Иное дело корне- и клубнеплоды, выведенные индейцами много тысячелетий назад. Маниок, ямс, батат не только выносят, но даже предпочитают бедные почвы, приспособлены к местному климату и при этом отличаются высокой урожайностью. Особенно неприхотлив и продуктивен маниок: в расчете на калории он дает с одного гектара вчетверо больше, чем, например, рис. Маниок замечателен и другим: его корневища сохраняются в земле два-три года, что позволяет их выкапывать по мере надобности. Если же урожай собран, корневища можно переработать в крахмалистую муку, которая может долго храниться. В условиях влажных тропиков, где продукты быстро портятся, это немаловажно.

Однако у корне- и клубнеплодов есть существенный недостаток. В них мало белков, а имеющиеся — низкого качества. Человек, почти не употребляющий мяса, может питаться ржаным хлебом или кукурузой с бобами, но чисто маниоковая диета вскоре приводит к тяжким недомоганиям, особенно у детей. Поэтому у индейцев Амазонии ни одна трапеза не считается полноценной, если она не включает хотя бы немного мяса или рыбы. К тому же сырой маниок ядовит, и хотя существовали способы извлечения яда, некоторая его часть все же оставалась в муке. Нейтрализуют ее вещества, содержащиеся в продуктах животного происхождения.

Индейцы, не нанося ущерба природной среде, могли бы в несколько раз расширить свои плантации маниока. А вот запасы лесной дичи в Амазонии крайне ограниченны. В листьях деревьев мало питательных веществ, поэтому в лесу редко встретишь травоядных животных. Зато в изобилии водятся термиты и муравьи-листорезы. Чтобы защититься от насекомых, растения вырабатывают ядовитые фенолы. При попадании опавшей листвы в воду эти вещества растворяются в ней, и некоторые реки становятся почти безжизненными. Недостаток дичи и рыбы более всего ограничивал рост населения Амазонии и препятствовал появлению развитых обществ.

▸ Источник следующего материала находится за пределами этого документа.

PR #291, opened 2020-08-20
GetInstallationsByDNS is returning error if length is 0

ethervoid:
#### Summary

This PR just check for ambiguous response if the number of returned installations is greater than 0 otherwise we're always receiving the error `error="received ambiguous response (0 Installations) when expecting only one"`

#### Release Note

```release-note
none
```


gigawhitlocks:
I believe there needs to be a check also to make sure len(Installations) is not zero

ethervoid:
@gigawhitlocks yeah I missed that one. Now is ready :) (sorry for the noise)

PR #771, opened 2022-11-24
refinement of flag parsing (cloud server)

mirshahriar:
## Sample

```go
type InstallationGetFlags struct {
	server           string
	lockInstallation bool
}

func (flags *InstallationGetFlags) AddFlags(cmd *cobra.Command) {
	cmd.Flags().StringVar(&flags.server, "server", "http://localhost:8075", "")
	cmd.Flags().BoolVar(&flags.lockInstallation, "lock-installation", true, "")
}
```

#### Ticket Link

[Jira Ticket](https://mattermost.atlassian.net/browse/MM-48628)

#### Release Note

```release-note
NONE
```

### DIFF
--- a/cmd/cloud/server_flag.go
+++ b/cmd/cloud/server_flag.go
@@ -27,7 +27,7 @@ type supervisorOption struct {
 }
 
 func (flags *supervisorOption) addFlags(command *cobra.Command) {
-	command.PersistentFlags().BoolVar(&flags.disableAllSupervisors, "disable-all-supervisors", false, "disable all supervisorOption (API-only functionality)")
+	command.PersistentFlags().BoolVar(&flags.disableAllSupervisors, "disable-all-supervisors", false, "disable all supervisors (API-only functionality)")
 
 	command.PersistentFlags().BoolVar(&flags.clusterSupervisor, "cluster-supervisor", true, "Whether this server will run a cluster supervisor or not.")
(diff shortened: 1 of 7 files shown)


fmartingr (approved):
Nice work! I like it way more this way, with everything on the same place :D

If I had to complain about something here is that we do not need many assignments that come from the older flags usage, for example we don't need `slowPoll := sf.slowPoll` anymore since we can just use `sf.slowPoll`, but this seems good to go :D

mirshahriar:
> Nice work! I like it way more this way, with everything on the same place :D
> 
> If I had to complain about something here is that we do not need many assignments that come from the older flags usage, for example we don't need `slowPoll := sf.slowPoll` anymore since we can just use `sf.slowPoll`, but this seems good to go :D

You are right. I will update them all. Thank you for highlighting.

cmd/cloud/server_flag.go
```diff
@@ -0,0 +1,213 @@
+package main
+
+import (
+	"time"
+
+	toolsAWS "github.com/mattermost/mattermost-cloud/internal/tools/aws"
+	"github.com/spf13/cobra"
+)
+
+type supervisorOption struct {
```
gabrieljackson, line 10: nit: `supervisorOptions` is probably a bit better along with the other options, but not a big deal. 0/5

gabrieljackson (approved):
I like this quite a bit! Nice work. I didn't go through every flag string to make sure that nothing was changed so I will trust that your copy-paste skills did the trick. 😄

PR #776, opened 2022-12-01
[MM-48593] Create Prometheus SLOs per cluster

fmartingr:
#### Summary

Create the Sloth Prometheus Server Level object on cluster creation.

Removed a duplicated piece of code that wasn't being used: [kops_provisioner_installation_sli.go](https://github.com/mattermost/mattermost-cloud/blob/master/internal/provisioner/kops_provisioner_installation_sli.go) (logic is in [provisioner_installation_sli.go](https://github.com/mattermost/mattermost-cloud/blob/master/internal/provisioner/provisioner_installation_sli.go))

#### Ticket Link

https://mattermost.atlassian.net/browse/MM-48593

#### Release Note

```release-note
Create Prometheus SLOs on cluster creation
```

PR #777, opened 2022-12-02
[MM-48583] Create SLIs/SLOs per ring via provisioner

fmartingr:
#### Summary

Create Ring SLOs on cluster provision.

#### Ticket Link

https://mattermost.atlassian.net/browse/MM-48583

#### Release Note

```release-note
Create Ring SLOs on cluster provision
```

Blocked by https://github.com/mattermost/mattermost-cloud/pull/776


model/installation_database.go
```diff
@@ -87,6 +87,7 @@ type InstallationDatabaseStoreInterface interface {
 	GetProxyDatabaseResourcesForInstallation(installationID string) (*DatabaseResourceGrouping, error)
 	GetOrCreateProxyDatabaseResourcesForInstallation(installationID, multitenantDatabaseID string) (*DatabaseResourceGrouping, error)
 	DeleteInstallationProxyDatabaseResources(multitenantDatabase *MultitenantDatabase, databaseSchema *DatabaseSchema) error
+	GetGroupDTOs(filter *GroupFilter) ([]*GroupDTO, error)
```
fmartingr, line 90: I'm not enjoying this interface's name. Would like suggestions. `ProvisionerStore` ?

mirshahriar: Are you going to add implementation of `GetGroupDTOs` later?

internal/provisioner/cluster_sli.go
```diff
@@ -12,6 +12,43 @@ import (
 	metav1 "k8s.io/apimachinery/pkg/apis/meta/v1"
 )
 
+const objective = 99.5
```
mirshahriar, line 15: Merely an opinion. Do we wish to retrieve this value from the ENV? Because, if we modify this value in the future, a new version will be required.

model/installation_database.go
fmartingr: Implementation already exists in [internal/store/group_dto.go](https://github.com/mattermost/mattermost-cloud/blob/master/internal/store/group_dto.go#L30)

internal/provisioner/cluster_sli.go
fmartingr: My guess is that if this value is modified, we will need to re-provision every cluster's CRDs and that will be made either: 1) a script by the SRE team 2) a reprovision of all clusters. And even if we use an environment variable, we'll need to restart/redeploy the provisioner cnc for it to take effect (unsure if we have something like reloader in place).

I don't see much value adding a new flag for this configuration at this point tbh, but I'd want to hear SRETeam opinion on the subject, since this request comes from them and will have more context on the matter.

internal/provisioner/cluster_sli.go
```diff
@@ -35,7 +83,7 @@ func makeClusterSLOs(cluster *model.Cluster) slothv1.PrometheusServiceLevel {
 					},
 					Description: "Availability metric for mattermost API on cluster " + cluster.ID,
 					Name:        "requests-availability-cluster",
-					Objective:   99.5,
+					Objective:   objective,
```
stafot, line 86: since you made this effort you could make it also a flag.

internal/provisioner/cluster_sli.go
stafot: Since you made this a variable take the full path and make it also a flag imho.

fmartingr: Two against one, huh? 😛

fmartingr: Pease check: https://github.com/mattermost/mattermost-cloud/pull/777/commits/28bdec31ad7e21fac134c7064ceeebbbf8c06c5e

internal/provisioner/cluster_sli.go
```diff
@@ -12,14 +12,62 @@ import (
...
+			},
+			Service: resourceName,
+			SLOs: []slothv1.SLO{
+				{
+					Alerting: slothv1.Alerting{
+						PageAlert:   slothv1.Alert{Disable: true},
+						TicketAlert: slothv1.Alert{Disable: true},
+					},
+					Description: "Availability metric for mattermost API on " + group.Name,
+					Name:        "requests-availability-cluster",
```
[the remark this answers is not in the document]
fmartingr: Hey @angeloskyratzakos, any comments here?

mirshahriar (approved):
LGTM

gabrieljackson (approved):
No blockers from me! 👍

internal/provisioner/cluster_sli.go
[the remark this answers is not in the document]
stafot: @fmartingr proceed with this naming.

Чтобы не нарушить хрупкого равновесия между численностью людей и диких животных, у индейцев выработался ряд обычаев. Межобщинные праздники — один из них. Ведь гости приносили с собой не только костюмы и маски. Главным подарком было мясо, тогда как хозяева заботились прежде всего о том, чтобы всем хватило кашири — хмельного напитка из маниока. Подобный расклад был крайне выгоден устроителям праздника, ибо они могли на время воздержаться от охоты и сохранить дичь в собственных лесах. Слабые общины были вправе надеяться лишь на посещение ближайших соседей, а чаще сами отправлялись к другим. Например, трумаи в верховьях Шингу для проведения важнейшего ритуала кут (так на их языке назывались гуделки) всегда собирались не в своей деревне, а уходили в селение камаюра. Скорее всего, это было вызвано слабостью трумаи, которые появились на Шингу позже большинства других племен и сильно пострадали от межплеменных войн и болезней. Напротив, племя, укрепившее свой престиж на тропе войны или в результате выгодных контактов с европейцами, в дальнейшем поддерживало достигнутое благополучие благодаря регулярным визитам обитателей ближних и отдаленных селений.